Required work
Copy each line of the material below that includes the string "deprecated".

Extracted entries

........

PR #11018, opened 2018-02-20
Set stacklevel for warnings

### LINKED ISSUE #9981: Audit our warnings
Our warnings should likely be audited to check the following (mostly for deprecation warnings):

Warnings messages should try to mention: 
- Since which version something is deprecated.
- Whether it currently has an effect (or not), and in both case by what it could (should?) be replaced.
- a `stacklevel` value (except maybe at import time, in order to appear at in the right stackframe)

That should be easy for someone to get into the code.

souravsingh:
Fixes #9981

### DIFF
--- a/IPython/consoleapp.py
+++ b/IPython/consoleapp.py
@@ -7,6 +7,6 @@ Shim to maintain backwards compatibility with old IPython.consoleapp imports.
 from warnings import warn
 
 warn("The `IPython.consoleapp` package has been deprecated. "
-     "You should import from jupyter_client.consoleapp instead.")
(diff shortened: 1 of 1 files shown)


jzf2101:
Is this ready for review?

takluyver:
Setting the stacklevel makes sense, but I'd rather not use DeprecationWarning, because those are invisible in many common circumstances. Also, we have several other deprecated modules in the IPython package - it would be good to keep them consistent.

Carreau:
> Setting the stacklevel makes sense,

It may not as import machinery has an undefined stack number  across python versions.
Still updated to remove `DeprecationWarning` and added since when it was deprecated.

Carreau (approved):

Issue #11032, opened 2018-03-06
Autocomplete regression in IPython 6.x vs 5.x


jni:
Autocomplete is now too smart for its own good, and has actually dramatically reduced in utility as far as I'm concerned. Specifically, IPython 5 was perfectly able to find directories when using tab completion:

<img width="347" alt="screen shot 2018-03-06 at 1 58 09 pm" src="https://user-images.githubusercontent.com/492549/37012021-b189b40a-2146-11e8-8ca0-910e0ec58919.png">

IPython 6, in contrast, "helpfully" gives me additional options:

<img width="487" alt="screen shot 2018-03-06 at 1 44 44 pm" src="https://user-images.githubusercontent.com/492549/37012042-c773d2d2-2146-11e8-8d55-8b80a210f90e.png">

(To clarify, I typed the same thing in both instances, `directory = '~/pr<TAB>'`.)

Is a fix a config switch away, or is this a deeper issue?

takluyver:
(sigh) more issues with the Jedi integration. I think #11035 should fix this case.

adrn:
In case it's useful, just adding a note that I see the same issue with ipython 6.2.1, jupyter 4.4.0, jedi 0.11.1

![image](https://user-images.githubusercontent.com/583379/37868633-4341362e-2f80-11e8-9987-b008f0444947.png)

Issue goes away when I add `c.IPCompleter.use_jedi = False` to my `ipython_config.py`.

PR #11035, opened 2018-03-07
Fix check for being inside string for jedi completions

takluyver:
Completing something like `a = "/home/<tab>` gives a token ` "/home"` starting with a space, which wasn't being caught.

Closes gh-11032

@Carreau do you think you'll have time soon to get back to working on the jedi integration? I like the idea, but it seems to be making the user experience worse and the code feels hackish (we're using a private method to access Jedi's parse tree to decide when to ignore its suggestions entirely). If we can't commit to making it work well, I think we should drop it and go back to relying on the battle-tested IPython completion machinery.


takluyver:
Ping @Carreau - do you want to look at this before I merge it?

........

Exercise response
- Since which version something is deprecated.
 warn("The `IPython.consoleapp` package has been deprecated. "
Setting the stacklevel makes sense, but I'd rather not use DeprecationWarning, because those are invisible in many common circumstances. Also, we have several other deprecated modules in the IPython package - it would be good to keep them consistent.
Still updated to remove `DeprecationWarning` and added since when it was deprecated.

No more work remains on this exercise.